** MATERIAL FOR THE TASK follows **

PR #3290, opened 2018-11-02
Problem: radix tree needs benchmarks and improvements

ssbl:
Solution: add a benchmark test and make suggested improvements

This PR adds a script for comparing lookup performance and memory
consumption of the trie and radix tree implementations. The benchmark
shows close to 2x improvement in lookup performance (13-15ms vs
30-35ms). Running heaptrack on the benchmark shows more than 10x
reduction in memory consumption (peak 438.1 kB vs 5.2 MB for 10K
subscriptions).

This also adds changes suggested in #3286:

- removed unused print function
- moved an inline specifier into the header file for that function

Reviews for changes from #3286 also welcome! Any thoughts on using an
external dependency like google benchmark appreciated.

cc @bluca @sigiesec @jamesdillonharvey @bjovke 

[heaptrack.test_benchmark_radix_tree.11015.gz](https://github.com/zeromq/libzmq/files/2542885/heaptrack.test_benchmark_radix_tree.11015.gz)

### DIFF
--- a/CMakeLists.txt
+++ b/CMakeLists.txt
@@ -1209,6 +1209,15 @@ if(BUILD_SHARED)
           COMPONENT PerfTools)
       endif()
     endforeach()
+
+    if(BUILD_STATIC)
+      add_executable(benchmark_radix_tree perf/benchmark_radix_tree.cpp)
+      target_link_libraries(benchmark_radix_tree libzmq-static)
+      target_include_directories(benchmark_radix_tree
+        PUBLIC
+        "${CMAKE_SOURCE_DIR}/src")
+    endif()
+
   endif()
 elseif(WITH_PERF_TOOL)
   message(FATAL_ERROR "Shared library disabled - perf-tools unavailable.")
--- a/Makefile.am
+++ b/Makefile.am
@@ -377,7 +377,9 @@ if ENABLE_STATIC
 noinst_PROGRAMS += \
 	perf/benchmark_radix_tree
 
-perf_benchmark_radix_tree_LDADD = $(top_builddir)/src/.libs/libzmq.a
+perf_benchmark_radix_tree_CPPFLAGS = -I$(top_srcdir)/src
+perf_benchmark_radix_tree_LDADD = $(top_builddir)/src/.libs/libzmq.a \
+	${src_libzmq_la_LIBADD}
 perf_benchmark_radix_tree_SOURCES = perf/benchmark_radix_tree.cpp
 endif
 endif
--- a/Makefile.am
+++ b/Makefile.am
@@ -372,6 +372,14 @@ perf_inproc_lat_SOURCES = perf/inproc_lat.cpp
 
 perf_inproc_thr_LDADD = src/libzmq.la
 perf_inproc_thr_SOURCES = perf/inproc_thr.cpp
+
+if ENABLE_STATIC
+noinst_PROGRAMS += \
+	perf/benchmark_radix_tree
+
+perf_benchmark_radix_tree_LDADD = $(top_builddir)/src/.libs/libzmq.a
+perf_benchmark_radix_tree_SOURCES = perf/benchmark_radix_tree.cpp
+endif
 endif
 
 if ENABLE_CURVE_KEYGEN
@@ -913,8 +921,7 @@ test_apps += tests/test_poller \
 	tests/test_scatter_gather \
 	tests/test_dgram \
 	tests/test_app_meta \
-	tests/test_router_notify \
-	tests/test_benchmark_radix_tree
+	tests/test_router_notify
 
 tests_test_poller_SOURCES = tests/test_poller.cpp
 tests_test_poller_LDADD = src/libzmq.la ${UNITY_LIBS}
@@ -949,10 +956,6 @@ tests_test_app_meta_CPPFLAGS = ${UNITY_CPPFLAGS}
 tests_test_router_notify_SOURCES = tests/test_router_notify.cpp
 tests_test_router_notify_LDADD = src/libzmq.la ${UNITY_LIBS}
 tests_test_router_notify_CPPFLAGS = ${UNITY_CPPFLAGS}
-
-tests_test_benchmark_radix_tree_SOURCES = tests/test_benchmark_radix_tree.cpp
-tests_test_benchmark_radix_tree_LDADD = $(top_builddir)/src/.libs/libzmq.a
-tests_test_benchmark_radix_tree_CPPFLAGS = -I$(top_srcdir)/src
 endif
 
 if ENABLE_STATIC
--- a/Makefile.am
+++ b/Makefile.am
@@ -377,9 +377,9 @@ if ENABLE_STATIC
 noinst_PROGRAMS += \
 	perf/benchmark_radix_tree
 
+perf_benchmark_radix_tree_DEPENDENCIES = src/libzmq.la
 perf_benchmark_radix_tree_CPPFLAGS = -I$(top_srcdir)/src
-perf_benchmark_radix_tree_LDADD = $(top_builddir)/src/.libs/libzmq.a \
-	${src_libzmq_la_LIBADD}
+perf_benchmark_radix_tree_LDADD = $(top_builddir)/src/.libs/libzmq.a
 perf_benchmark_radix_tree_SOURCES = perf/benchmark_radix_tree.cpp
 endif
 endif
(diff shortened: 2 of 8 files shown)


ssbl:
It seems I need to add coverage flags to the new file's CPPFLAGS, but I'd like to work on the reviews before triggering another build.

bluca:
For the external dependency, it's fine to add it as long as it's optional and disabled by default. Then we can choose to turn it on in specific CI jobs.

bluca:
Rather than a unit test, what about a new program in the perf directory? I think it would make more sense

ssbl:
Sounds good to me! We could look into making the benchmark output less verbose as well.

CMakeLists.txt
```diff
@@ -1209,11 +1209,24 @@ if(BUILD_SHARED)
           COMPONENT PerfTools)
       endif()
     endforeach()
+
+    if(ENABLE_DRAFTS)
```
bluca: the objects are always built, so you don't need the enable_drafts here or elsewhere

Makefile.am
```diff
@@ -948,6 +952,9 @@ tests_test_app_meta_CPPFLAGS = ${UNITY_CPPFLAGS}
 tests_test_router_notify_SOURCES = tests/test_router_notify.cpp
 tests_test_router_notify_LDADD = src/libzmq.la ${UNITY_LIBS}
 tests_test_router_notify_CPPFLAGS = ${UNITY_CPPFLAGS}
+
+perf_benchmark_radix_tree_LDADD = $(top_builddir)/src/.libs/libzmq.a
```
bluca: this is duplicated and can be removed

Makefile.am
```diff
@@ -913,7 +917,7 @@ test_apps += tests/test_poller \
 	tests/test_scatter_gather \
 	tests/test_dgram \
 	tests/test_app_meta \
-	tests/test_router_notify
+	tests/test_router_notify \
```
bluca: this will likely break the build and is not necessary anymore

ssbl: Sorry, I pushed to master before checking everything, fixing this now.

Makefile.am
```diff
@@ -372,6 +372,14 @@ perf_inproc_lat_SOURCES = perf/inproc_lat.cpp
 
 perf_inproc_thr_LDADD = src/libzmq.la
 perf_inproc_thr_SOURCES = perf/inproc_thr.cpp
+
+if ENABLE_STATIC
+noinst_PROGRAMS += \
+	perf/benchmark_radix_tree.cpp
```
bluca: you need to remove .cpp and that should fix the build

ssbl: I tried this, but the build failed with: `no rule to make target 'src/.libs/libzmq.a'`. The cmake build seems to be working though.

bluca:
Also the Windows build fails with:

```
93>..\libzmq\perf\benchmark_radix_tree.cpp(33) : fatal error C1083: Cannot open include file: 'chrono': No such file or directory
```

if the libraries are not available you can just exclude it for now from windows

Makefile.am
```diff
@@ -372,6 +372,14 @@ perf_inproc_lat_SOURCES = perf/inproc_lat.cpp
 
 perf_inproc_thr_LDADD = src/libzmq.la
 perf_inproc_thr_SOURCES = perf/inproc_thr.cpp
+
+if ENABLE_STATIC
+noinst_PROGRAMS += \
+	perf/benchmark_radix_tree
+
+perf_benchmark_radix_tree_LDADD = $(top_builddir)/src/.libs/libzmq.a
```
bluca: try with:

```
perf_benchmark_radix_tree_CPPFLAGS = -I$(top_srcdir)/src
perf_benchmark_radix_tree_LDADD = $(top_builddir)/src/.libs/libzmq.a \
	${src_libzmq_la_LIBADD}
```

sigiesec:
> Also the Windows build fails with:
> 
> ```
> 93>..\libzmq\perf\benchmark_radix_tree.cpp(33) : fatal error C1083: Cannot open include file: 'chrono': No such file or directory
> ```
> if the libraries are not available you can just exclude it for now from windows

VC2010 does not have <chrono>, but it is available from VC2012 upwards

perf/benchmark_radix_tree.cpp
```diff
@@ -0,0 +1,113 @@
...
+    ANY WARRANTY; without even the implied warranty of MERCHANTABILITY or
+    FITNESS FOR A PARTICULAR PURPOSE. See the GNU Lesser General Public
+    License for more details.
+
+    You should have received a copy of the GNU Lesser General Public License
+    along with this program.  If not, see <http://www.gnu.org/licenses/>.
+*/
+
+#include <trie.hpp>
+#include <radix_tree.hpp>
```
bluca: both of these are not system includes, they need to be quoted:

```
#include "trie.hpp"
#include "radix_tree.hpp"
```

otherwise the build fails

ssbl: I tried this but it fails with the same error. It looks like a dependency issue; the `src/libzmq.la` target builds `libzmq.a`, so adding this line seems to fix it:

```
perf_benchmark_radix_tree_DEPENDENCIES = src/libzmq.la
```

I'll add this if everything works.

Makefile.am
```diff
@@ -372,6 +372,16 @@ perf_inproc_lat_SOURCES = perf/inproc_lat.cpp
...
 perf_inproc_thr_SOURCES = perf/inproc_thr.cpp
+
+if ENABLE_STATIC
+noinst_PROGRAMS += \
+	perf/benchmark_radix_tree
+
+perf_benchmark_radix_tree_CPPFLAGS = -I$(top_srcdir)/src
+perf_benchmark_radix_tree_LDADD = $(top_builddir)/src/.libs/libzmq.a \
+	${src_libzmq_la_LIBADD}
+perf_benchmark_radix_tree_SOURCES = perf/benchmark_radix_tree.cpp
```
bluca: to finally fix the build (i've tested it), add:

```
perf_benchmark_radix_tree_DEPENDENCIES = src/libzmq.la
```

For some reasons automake is not picking up the dependency automatically, so let's just add it manually.

perf/benchmark_radix_tree.cpp
bluca: lol, I just suggested exactly the same thing. You need this too though.

ssbl: Yup, also i tested it without the `${src_libzmq_la_LIBADD}` line and it works.

bluca:
> VC2010 does not have , but it is available from VC2012 upwards

@sigiesec can this be worked around in CMake?

Makefile.am
ssbl: The unit tests also have this dependency though, shouldn't there be a problem with those too? Maybe because they are built after `tests`, which needs `libzmq.la`?

bluca: Yes, probably the tests target is always built after the programs/libraries targets, I'd assume (but I really really don't want to go and look into automake to confirm...)

sigiesec:
> > VC2010 does not have , but it is available from VC2012 upwards
> 
> @sigiesec can this be worked around in CMake?

A check such as
```
check_include_files(chrono ZMQ_HAVE_CHRONO)
```
can be done in the CMakeLists.txt, and then ZMQ_HAVE_CHRONO can be used in the source file.

That's no workaround, but a check for availability of certain features, if that's what you mean?

bluca:
Yeah, that's what I meant, thanks (hadn't really looked at what was missing)

ssbl:
I've fixed this by using `#if HAVE_CXX11` and falling back to an empty main function if this check fails. Is there a better or preferred way to do it?

bluca:
Is C++ 11 required?

ssbl:
I'm not sure. I couldn't find a high precision timer in the standard library, so I used chrono which was added in C++11. If the benchmark logic looks fine, we can probably make it C++98-only.

bluca:
No need to overcomplicate it, use the ifdef if that works, the perf programs are not critical so they can be restricted to newer compilers of needed

CMakeLists.txt
```diff
@@ -1209,6 +1209,15 @@ if(BUILD_SHARED)
           COMPONENT PerfTools)
       endif()
     endforeach()
+
+    if(BUILD_STATIC)
```
bluca: Here you can do:

```
check_include_files(chrono ZMQ_HAVE_CHRONO)
if(BUILD_STATIC AND ZMQ_HAVE_CHRONO)
```

And it should fix the Windows build

ssbl: I don't think there should be a problem on Windows now since we're using an ifdef.

bluca:
Looks good now, thanks!

ssbl:
@bluca - Thanks!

** End of MATERIAL FOR THE TASK **

* _EXERCISE PROMPT_: Take every line in the preceding listing that contains "worked" and copy it.

* _RESULT_:
@sigiesec can this be worked around in CMake?
> @sigiesec can this be worked around in CMake?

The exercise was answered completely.